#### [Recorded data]
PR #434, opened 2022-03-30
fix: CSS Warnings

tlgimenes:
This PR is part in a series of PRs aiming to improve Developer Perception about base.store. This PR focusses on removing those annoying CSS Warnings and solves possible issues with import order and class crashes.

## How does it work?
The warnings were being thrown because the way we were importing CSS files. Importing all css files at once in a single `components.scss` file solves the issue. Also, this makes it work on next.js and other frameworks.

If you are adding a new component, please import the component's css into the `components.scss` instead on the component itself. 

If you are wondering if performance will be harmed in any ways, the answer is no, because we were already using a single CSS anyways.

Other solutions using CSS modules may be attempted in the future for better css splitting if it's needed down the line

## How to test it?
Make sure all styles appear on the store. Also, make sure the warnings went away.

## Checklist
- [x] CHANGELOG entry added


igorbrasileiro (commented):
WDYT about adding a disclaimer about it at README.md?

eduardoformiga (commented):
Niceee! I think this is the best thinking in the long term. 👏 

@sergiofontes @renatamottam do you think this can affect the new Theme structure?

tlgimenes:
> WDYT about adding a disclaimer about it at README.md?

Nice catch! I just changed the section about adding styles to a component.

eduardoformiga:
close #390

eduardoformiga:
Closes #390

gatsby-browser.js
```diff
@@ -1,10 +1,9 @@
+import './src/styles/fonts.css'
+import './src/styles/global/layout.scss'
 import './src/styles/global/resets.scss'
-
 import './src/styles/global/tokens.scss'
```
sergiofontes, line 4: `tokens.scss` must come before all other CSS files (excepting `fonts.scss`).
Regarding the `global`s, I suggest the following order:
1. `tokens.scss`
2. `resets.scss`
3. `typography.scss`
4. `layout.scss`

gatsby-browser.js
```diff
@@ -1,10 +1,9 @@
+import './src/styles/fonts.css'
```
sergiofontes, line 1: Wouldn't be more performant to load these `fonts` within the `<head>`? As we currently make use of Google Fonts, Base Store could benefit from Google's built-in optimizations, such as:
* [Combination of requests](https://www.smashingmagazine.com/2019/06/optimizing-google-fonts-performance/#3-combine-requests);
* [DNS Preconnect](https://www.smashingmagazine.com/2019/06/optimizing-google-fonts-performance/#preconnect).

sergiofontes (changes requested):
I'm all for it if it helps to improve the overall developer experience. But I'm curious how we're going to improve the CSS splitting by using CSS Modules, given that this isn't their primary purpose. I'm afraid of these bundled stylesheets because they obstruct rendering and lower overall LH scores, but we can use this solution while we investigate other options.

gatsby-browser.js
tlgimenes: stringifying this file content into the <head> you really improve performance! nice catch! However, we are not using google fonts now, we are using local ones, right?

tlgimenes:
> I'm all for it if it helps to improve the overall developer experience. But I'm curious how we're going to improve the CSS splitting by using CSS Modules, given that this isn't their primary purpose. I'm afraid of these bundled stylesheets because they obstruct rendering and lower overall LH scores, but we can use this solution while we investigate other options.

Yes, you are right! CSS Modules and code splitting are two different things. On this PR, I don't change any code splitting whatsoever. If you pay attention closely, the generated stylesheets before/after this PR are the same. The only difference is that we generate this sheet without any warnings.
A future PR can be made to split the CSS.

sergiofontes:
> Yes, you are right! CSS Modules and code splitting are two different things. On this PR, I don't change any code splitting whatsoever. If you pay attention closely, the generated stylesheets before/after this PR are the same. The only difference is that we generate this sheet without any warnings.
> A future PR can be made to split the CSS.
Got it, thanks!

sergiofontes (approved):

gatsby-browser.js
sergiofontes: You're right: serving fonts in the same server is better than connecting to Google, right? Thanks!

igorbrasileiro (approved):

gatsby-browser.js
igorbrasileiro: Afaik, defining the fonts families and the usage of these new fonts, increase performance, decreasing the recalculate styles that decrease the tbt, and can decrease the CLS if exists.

#### [EXERCISE INSTRUCTIONS]
Search the data for the string "commented" and copy each line where it appears.

#### [TASK ANSWER]
igorbrasileiro (commented):
eduardoformiga (commented):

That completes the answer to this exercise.